Collected data entries:
- - - - - - -

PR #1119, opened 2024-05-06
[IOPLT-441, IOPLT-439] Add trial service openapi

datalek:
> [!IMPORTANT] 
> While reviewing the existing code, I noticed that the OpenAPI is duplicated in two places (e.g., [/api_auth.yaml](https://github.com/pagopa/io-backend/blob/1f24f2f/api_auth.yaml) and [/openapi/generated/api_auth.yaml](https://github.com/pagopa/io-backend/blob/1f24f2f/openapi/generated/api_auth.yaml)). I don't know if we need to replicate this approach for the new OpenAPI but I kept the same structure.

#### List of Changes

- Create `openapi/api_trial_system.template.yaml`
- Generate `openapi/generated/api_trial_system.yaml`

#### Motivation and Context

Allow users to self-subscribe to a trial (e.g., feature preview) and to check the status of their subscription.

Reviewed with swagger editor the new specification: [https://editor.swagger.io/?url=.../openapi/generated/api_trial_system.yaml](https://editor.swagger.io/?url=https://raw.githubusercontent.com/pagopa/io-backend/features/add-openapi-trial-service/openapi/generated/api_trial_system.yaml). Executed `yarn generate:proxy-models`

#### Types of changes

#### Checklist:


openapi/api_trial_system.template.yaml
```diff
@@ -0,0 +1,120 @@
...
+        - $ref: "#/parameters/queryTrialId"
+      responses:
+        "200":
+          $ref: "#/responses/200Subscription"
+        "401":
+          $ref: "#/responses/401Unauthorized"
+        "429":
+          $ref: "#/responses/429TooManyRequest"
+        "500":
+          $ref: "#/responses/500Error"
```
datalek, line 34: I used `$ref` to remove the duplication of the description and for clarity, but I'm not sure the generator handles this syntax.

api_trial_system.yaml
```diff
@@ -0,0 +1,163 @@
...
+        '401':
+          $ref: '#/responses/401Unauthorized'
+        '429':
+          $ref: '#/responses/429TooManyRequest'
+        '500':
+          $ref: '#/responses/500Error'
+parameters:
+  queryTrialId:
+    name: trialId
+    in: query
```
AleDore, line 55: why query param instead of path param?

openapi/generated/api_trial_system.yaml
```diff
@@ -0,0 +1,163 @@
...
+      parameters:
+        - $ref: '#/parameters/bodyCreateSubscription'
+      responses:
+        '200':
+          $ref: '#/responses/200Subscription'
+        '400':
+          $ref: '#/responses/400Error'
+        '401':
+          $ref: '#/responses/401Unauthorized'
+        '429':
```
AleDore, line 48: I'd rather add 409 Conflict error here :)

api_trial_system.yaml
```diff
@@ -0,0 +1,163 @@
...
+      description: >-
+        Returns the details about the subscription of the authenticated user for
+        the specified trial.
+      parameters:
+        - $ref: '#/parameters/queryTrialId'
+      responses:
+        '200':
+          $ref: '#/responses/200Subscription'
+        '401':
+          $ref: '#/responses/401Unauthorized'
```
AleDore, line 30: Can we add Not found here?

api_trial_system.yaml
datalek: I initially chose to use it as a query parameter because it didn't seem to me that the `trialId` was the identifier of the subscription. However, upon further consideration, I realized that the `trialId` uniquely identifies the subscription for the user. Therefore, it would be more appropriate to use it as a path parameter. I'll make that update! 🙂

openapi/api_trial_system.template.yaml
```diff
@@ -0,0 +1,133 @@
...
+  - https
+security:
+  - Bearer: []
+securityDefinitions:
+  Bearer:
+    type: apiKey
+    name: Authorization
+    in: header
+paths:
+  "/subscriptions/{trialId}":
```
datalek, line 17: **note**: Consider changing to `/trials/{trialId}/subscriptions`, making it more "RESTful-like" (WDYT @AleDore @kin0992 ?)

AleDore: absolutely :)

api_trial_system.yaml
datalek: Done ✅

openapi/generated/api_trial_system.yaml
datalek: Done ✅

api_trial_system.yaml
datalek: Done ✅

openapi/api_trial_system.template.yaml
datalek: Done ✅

- - - - - - -

WHAT THE TASK ASKS:
Across the preceding records, count the lines with the word "subscriptions" in them and give that figure alone.

REPLY TO THE EXERCISE:
2